**Exercise details:**
In how many lines of the records does the word "marked" appear? Reply with the number and nothing else.
BEGIN Information supplied
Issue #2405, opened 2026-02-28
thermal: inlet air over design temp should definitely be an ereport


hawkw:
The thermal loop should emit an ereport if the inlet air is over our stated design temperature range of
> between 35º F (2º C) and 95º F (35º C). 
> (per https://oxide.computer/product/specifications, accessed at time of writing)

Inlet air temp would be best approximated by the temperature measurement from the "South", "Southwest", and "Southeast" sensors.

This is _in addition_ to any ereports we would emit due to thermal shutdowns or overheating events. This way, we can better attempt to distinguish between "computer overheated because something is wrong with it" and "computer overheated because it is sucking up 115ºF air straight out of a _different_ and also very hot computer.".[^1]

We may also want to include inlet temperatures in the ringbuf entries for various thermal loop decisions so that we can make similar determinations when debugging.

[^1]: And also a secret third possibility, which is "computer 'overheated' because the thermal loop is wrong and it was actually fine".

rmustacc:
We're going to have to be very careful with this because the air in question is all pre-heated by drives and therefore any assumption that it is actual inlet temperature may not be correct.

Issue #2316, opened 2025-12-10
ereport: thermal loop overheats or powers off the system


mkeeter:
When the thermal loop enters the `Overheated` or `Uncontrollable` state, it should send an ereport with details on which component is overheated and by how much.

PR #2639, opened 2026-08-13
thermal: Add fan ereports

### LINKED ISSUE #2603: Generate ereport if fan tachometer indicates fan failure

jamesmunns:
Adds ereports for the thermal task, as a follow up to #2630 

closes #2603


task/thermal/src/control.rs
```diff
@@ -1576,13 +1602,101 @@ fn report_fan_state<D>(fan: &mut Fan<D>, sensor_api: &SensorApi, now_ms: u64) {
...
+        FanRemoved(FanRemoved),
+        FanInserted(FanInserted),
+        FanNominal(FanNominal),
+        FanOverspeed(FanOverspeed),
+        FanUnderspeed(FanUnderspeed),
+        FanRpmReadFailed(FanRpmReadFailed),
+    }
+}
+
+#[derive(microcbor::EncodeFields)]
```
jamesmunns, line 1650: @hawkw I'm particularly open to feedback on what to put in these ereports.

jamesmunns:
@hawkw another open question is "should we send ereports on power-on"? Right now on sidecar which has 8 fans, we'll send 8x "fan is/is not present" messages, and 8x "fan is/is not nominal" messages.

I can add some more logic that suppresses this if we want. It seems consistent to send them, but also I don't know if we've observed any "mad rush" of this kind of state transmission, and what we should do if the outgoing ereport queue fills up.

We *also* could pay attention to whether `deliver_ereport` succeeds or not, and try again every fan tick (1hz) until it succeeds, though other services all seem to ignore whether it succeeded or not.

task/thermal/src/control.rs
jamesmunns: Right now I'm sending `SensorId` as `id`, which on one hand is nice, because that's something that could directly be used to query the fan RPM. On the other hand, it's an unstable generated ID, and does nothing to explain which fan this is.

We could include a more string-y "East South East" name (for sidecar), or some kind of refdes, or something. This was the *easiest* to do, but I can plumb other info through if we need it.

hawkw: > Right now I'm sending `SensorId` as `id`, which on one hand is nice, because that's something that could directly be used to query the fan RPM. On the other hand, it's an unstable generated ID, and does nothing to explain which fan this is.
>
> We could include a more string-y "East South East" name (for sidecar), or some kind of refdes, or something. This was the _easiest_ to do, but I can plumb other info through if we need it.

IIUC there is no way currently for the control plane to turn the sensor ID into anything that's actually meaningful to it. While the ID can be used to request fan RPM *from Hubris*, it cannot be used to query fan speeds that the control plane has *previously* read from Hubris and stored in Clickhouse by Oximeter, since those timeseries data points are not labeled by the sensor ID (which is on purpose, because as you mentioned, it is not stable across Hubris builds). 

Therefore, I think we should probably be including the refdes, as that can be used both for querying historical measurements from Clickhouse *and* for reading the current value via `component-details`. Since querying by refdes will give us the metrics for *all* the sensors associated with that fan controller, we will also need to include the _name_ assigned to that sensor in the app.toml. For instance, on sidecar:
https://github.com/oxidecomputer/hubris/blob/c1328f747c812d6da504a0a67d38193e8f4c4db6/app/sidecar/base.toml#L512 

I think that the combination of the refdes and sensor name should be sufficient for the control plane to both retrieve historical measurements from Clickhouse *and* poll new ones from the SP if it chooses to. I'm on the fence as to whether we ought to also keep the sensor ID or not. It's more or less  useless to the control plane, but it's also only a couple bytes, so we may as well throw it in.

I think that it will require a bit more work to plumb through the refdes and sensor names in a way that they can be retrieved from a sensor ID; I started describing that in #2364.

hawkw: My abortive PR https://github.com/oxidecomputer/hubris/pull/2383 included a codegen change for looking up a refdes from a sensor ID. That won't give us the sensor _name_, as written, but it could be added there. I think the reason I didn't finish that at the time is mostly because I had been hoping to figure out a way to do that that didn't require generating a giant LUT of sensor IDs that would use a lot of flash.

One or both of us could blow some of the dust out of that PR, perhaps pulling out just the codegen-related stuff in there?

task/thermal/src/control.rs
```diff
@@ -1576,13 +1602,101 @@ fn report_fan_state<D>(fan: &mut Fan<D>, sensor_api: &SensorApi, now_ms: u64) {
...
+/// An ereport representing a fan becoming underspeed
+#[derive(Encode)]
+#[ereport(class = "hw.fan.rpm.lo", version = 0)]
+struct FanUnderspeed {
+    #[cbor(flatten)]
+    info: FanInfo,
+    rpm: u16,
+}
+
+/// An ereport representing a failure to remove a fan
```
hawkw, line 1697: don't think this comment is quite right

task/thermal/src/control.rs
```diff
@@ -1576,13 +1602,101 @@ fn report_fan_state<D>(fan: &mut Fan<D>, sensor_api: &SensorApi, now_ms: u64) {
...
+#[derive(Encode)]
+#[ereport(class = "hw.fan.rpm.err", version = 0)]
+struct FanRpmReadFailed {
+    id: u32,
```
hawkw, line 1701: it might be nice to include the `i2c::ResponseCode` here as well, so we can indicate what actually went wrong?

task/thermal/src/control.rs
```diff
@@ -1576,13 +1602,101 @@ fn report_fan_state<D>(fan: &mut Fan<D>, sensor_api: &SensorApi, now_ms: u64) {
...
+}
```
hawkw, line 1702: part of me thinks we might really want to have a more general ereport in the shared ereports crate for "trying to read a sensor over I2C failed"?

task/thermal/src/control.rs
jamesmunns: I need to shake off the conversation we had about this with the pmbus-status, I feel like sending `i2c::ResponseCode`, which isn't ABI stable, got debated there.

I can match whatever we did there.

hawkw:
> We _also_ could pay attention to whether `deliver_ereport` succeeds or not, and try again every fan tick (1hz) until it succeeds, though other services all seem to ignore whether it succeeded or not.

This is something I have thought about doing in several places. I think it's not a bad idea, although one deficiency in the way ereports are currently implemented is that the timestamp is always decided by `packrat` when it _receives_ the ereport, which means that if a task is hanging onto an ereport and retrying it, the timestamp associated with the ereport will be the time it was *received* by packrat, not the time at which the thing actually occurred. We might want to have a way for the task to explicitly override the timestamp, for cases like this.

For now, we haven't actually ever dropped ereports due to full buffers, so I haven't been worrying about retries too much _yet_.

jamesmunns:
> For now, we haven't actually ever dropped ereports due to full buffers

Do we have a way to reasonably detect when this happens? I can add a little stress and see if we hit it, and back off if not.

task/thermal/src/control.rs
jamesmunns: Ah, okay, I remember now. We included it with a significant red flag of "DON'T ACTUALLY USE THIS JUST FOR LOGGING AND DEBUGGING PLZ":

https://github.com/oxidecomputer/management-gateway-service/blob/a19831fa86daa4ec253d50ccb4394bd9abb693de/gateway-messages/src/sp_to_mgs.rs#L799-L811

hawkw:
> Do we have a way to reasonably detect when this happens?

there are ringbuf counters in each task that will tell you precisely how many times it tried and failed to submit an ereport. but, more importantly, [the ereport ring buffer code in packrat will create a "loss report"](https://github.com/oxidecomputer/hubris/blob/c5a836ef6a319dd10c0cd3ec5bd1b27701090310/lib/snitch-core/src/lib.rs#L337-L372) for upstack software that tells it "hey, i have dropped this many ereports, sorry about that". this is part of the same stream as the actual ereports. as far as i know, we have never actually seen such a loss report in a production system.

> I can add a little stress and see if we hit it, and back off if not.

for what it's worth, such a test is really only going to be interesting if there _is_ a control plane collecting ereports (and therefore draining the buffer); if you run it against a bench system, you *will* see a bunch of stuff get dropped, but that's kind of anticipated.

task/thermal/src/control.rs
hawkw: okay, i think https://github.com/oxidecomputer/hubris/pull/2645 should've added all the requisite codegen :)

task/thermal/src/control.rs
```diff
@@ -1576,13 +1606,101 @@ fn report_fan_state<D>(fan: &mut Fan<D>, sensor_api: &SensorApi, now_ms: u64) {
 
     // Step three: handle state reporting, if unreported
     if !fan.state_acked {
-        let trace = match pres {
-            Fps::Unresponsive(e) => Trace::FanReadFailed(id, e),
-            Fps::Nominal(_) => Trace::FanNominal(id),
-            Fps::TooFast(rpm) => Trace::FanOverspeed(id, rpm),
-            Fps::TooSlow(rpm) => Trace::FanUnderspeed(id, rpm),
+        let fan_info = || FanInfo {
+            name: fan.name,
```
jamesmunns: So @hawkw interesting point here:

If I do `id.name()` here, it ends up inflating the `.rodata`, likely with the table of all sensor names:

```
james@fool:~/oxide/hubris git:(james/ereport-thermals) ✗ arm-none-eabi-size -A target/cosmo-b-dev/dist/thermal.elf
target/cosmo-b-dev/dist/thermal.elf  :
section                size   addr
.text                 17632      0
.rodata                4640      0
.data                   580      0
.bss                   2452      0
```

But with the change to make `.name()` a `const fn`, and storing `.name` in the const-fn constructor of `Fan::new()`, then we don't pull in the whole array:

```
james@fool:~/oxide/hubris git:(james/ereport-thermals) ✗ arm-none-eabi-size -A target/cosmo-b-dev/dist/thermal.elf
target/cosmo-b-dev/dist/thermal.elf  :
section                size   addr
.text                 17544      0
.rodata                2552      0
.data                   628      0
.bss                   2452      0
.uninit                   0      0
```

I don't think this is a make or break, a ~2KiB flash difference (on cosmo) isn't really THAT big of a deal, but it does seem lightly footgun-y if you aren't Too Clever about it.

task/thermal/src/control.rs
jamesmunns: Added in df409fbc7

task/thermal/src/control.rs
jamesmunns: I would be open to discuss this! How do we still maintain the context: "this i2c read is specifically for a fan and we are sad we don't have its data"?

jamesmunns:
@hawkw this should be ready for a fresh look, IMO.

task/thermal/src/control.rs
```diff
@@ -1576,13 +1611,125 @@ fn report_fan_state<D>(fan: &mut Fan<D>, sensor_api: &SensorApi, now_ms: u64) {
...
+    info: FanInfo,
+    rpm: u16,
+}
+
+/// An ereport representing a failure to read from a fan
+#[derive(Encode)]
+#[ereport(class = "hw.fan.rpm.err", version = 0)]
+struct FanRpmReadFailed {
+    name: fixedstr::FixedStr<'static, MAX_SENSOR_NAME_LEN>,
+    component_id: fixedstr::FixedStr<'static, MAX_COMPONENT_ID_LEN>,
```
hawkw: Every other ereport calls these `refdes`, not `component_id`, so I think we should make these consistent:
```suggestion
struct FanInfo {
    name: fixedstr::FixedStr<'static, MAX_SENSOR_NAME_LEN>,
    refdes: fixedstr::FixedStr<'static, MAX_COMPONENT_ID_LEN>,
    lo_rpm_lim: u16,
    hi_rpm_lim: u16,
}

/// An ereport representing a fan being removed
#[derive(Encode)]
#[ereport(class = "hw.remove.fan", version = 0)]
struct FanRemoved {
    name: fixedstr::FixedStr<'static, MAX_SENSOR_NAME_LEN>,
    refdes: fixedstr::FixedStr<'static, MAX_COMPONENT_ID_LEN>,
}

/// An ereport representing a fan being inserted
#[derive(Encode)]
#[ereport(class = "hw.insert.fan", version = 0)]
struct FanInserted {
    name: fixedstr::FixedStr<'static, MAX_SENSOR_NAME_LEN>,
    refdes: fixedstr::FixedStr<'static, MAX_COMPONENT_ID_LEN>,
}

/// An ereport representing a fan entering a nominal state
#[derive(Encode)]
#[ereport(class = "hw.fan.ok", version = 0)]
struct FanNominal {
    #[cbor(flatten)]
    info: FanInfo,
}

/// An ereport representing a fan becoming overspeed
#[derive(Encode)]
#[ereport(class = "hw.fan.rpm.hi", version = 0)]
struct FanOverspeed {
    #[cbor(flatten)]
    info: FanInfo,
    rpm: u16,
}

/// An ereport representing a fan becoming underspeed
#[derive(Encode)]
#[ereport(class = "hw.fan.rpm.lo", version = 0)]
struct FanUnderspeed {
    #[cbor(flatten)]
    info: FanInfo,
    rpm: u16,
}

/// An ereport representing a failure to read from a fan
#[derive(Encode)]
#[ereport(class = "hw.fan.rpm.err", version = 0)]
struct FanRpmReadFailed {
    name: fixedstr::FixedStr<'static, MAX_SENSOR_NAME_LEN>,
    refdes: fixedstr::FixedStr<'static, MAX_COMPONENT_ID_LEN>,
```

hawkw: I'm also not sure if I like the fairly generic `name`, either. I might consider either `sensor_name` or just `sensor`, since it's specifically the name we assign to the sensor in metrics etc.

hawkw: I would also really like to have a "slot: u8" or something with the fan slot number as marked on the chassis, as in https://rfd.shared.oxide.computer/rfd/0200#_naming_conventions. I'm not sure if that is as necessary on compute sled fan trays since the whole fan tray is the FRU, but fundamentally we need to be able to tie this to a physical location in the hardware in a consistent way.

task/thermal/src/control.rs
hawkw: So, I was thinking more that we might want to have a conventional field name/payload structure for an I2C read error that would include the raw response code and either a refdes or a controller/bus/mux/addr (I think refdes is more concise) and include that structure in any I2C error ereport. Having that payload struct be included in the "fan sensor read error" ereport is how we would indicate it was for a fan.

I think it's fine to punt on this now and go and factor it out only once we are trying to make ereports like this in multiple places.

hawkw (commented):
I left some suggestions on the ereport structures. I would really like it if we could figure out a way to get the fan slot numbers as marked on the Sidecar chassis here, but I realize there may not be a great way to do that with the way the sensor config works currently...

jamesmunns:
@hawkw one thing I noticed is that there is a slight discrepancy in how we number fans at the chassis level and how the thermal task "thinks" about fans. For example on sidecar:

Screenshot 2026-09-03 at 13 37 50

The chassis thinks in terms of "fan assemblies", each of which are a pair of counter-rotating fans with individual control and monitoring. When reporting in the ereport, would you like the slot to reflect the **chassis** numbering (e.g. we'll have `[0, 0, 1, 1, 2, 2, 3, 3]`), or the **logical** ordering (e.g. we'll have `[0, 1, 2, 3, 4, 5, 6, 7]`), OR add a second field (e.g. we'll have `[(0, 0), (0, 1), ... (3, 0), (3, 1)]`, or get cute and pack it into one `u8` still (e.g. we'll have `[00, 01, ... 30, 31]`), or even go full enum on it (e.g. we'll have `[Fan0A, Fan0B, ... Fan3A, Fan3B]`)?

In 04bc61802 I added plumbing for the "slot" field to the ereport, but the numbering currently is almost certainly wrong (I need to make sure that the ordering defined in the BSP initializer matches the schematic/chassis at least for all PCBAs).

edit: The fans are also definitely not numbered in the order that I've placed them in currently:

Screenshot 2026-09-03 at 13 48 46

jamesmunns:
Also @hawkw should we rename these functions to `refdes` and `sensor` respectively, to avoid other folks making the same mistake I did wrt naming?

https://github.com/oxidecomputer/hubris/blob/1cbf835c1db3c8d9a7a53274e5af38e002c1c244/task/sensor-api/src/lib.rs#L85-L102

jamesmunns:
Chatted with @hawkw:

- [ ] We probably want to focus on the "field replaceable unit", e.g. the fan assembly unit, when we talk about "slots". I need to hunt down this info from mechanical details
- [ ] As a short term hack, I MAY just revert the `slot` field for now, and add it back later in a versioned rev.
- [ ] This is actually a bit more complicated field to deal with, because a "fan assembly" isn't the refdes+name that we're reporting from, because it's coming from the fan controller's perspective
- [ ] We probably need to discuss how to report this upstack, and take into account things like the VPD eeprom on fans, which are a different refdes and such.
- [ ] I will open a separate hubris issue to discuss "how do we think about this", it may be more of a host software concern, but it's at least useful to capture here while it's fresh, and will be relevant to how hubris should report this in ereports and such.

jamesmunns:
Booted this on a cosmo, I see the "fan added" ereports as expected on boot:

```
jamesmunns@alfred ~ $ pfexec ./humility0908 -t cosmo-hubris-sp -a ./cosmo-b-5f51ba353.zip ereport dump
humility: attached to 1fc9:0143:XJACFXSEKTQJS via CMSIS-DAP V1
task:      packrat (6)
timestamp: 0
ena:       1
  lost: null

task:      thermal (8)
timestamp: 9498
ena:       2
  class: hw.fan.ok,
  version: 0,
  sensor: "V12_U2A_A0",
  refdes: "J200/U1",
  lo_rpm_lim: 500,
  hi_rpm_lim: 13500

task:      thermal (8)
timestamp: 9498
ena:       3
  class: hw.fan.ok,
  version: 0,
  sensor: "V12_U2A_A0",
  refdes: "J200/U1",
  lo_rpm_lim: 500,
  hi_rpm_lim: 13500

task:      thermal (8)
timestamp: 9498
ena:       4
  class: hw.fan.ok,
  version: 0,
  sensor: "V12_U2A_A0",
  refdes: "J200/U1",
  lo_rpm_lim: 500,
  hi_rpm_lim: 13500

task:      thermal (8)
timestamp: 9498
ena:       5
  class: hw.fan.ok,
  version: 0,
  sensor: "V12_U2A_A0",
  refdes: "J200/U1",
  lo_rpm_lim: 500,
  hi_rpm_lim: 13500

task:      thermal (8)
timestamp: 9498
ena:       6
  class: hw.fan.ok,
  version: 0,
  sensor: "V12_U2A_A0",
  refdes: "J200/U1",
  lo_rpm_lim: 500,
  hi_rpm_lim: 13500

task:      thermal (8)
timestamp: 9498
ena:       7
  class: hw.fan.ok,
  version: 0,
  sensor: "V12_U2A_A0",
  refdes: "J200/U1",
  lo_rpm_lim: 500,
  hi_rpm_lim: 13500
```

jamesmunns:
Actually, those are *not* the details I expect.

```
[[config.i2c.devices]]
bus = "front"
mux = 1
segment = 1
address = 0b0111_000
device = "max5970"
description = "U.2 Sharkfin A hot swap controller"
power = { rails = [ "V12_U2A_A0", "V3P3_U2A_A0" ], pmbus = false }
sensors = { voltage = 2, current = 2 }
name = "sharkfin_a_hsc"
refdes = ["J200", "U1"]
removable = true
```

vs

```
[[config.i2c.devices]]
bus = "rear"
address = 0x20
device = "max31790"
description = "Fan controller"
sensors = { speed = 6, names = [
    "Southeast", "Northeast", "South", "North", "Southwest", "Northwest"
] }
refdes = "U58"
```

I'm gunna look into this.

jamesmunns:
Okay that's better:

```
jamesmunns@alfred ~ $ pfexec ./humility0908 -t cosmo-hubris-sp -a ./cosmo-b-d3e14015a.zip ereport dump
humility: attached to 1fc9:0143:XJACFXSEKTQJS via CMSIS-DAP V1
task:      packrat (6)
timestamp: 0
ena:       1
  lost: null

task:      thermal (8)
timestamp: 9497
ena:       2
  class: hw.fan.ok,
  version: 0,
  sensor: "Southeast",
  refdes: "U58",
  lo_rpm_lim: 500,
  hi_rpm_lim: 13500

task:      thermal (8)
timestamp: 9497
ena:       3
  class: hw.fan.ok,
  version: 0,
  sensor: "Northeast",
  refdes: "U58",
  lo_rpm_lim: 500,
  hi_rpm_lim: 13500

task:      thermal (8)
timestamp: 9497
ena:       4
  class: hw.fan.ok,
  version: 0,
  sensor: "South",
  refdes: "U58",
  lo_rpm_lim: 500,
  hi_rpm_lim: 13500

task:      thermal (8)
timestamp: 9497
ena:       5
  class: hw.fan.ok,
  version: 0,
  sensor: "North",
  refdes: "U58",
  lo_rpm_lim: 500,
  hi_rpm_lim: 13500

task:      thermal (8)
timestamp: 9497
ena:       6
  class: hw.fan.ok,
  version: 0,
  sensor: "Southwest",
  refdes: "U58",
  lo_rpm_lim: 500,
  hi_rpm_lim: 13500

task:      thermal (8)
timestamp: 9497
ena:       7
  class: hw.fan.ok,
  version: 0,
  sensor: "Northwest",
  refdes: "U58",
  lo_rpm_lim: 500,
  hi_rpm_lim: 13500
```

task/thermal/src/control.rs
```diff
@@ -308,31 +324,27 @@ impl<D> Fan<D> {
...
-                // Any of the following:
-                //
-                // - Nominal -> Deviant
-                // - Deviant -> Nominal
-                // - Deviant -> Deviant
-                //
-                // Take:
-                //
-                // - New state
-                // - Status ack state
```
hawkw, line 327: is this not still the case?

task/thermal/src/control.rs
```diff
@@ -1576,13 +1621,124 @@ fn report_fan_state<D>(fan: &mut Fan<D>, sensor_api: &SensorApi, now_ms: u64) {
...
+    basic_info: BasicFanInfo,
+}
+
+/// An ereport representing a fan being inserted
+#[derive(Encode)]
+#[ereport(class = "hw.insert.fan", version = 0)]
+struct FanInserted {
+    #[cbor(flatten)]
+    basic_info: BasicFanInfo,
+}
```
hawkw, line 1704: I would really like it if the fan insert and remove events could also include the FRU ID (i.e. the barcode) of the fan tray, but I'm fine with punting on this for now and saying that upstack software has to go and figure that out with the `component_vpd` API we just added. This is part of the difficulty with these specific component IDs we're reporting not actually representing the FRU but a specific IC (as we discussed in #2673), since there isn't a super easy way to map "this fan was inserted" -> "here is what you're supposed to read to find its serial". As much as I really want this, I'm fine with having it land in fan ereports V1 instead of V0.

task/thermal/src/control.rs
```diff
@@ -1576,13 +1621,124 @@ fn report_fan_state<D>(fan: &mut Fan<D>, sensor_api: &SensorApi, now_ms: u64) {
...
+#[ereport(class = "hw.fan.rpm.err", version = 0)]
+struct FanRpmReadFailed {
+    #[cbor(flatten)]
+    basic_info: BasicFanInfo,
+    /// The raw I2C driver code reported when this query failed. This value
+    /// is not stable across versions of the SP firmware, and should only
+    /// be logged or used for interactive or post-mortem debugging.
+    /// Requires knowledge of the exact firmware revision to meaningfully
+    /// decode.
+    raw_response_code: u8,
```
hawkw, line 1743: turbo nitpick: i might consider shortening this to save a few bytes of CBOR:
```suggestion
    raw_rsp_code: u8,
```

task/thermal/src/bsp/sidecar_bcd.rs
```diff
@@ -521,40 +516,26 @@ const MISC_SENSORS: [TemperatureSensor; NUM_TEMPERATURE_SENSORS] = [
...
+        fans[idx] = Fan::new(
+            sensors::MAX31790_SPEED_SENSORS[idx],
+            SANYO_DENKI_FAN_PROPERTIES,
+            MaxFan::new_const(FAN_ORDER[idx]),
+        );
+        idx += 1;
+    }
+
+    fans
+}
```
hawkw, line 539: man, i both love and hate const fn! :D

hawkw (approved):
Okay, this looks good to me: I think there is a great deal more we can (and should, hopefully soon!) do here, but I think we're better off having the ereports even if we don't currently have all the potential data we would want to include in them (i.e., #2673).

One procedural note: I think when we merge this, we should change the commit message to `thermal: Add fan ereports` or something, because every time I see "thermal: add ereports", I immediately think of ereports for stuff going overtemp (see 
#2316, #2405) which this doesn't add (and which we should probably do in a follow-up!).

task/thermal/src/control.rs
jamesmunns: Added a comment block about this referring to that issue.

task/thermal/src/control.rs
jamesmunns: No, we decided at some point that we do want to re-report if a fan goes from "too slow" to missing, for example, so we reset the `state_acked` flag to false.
END Information supplied
**Written response:**
2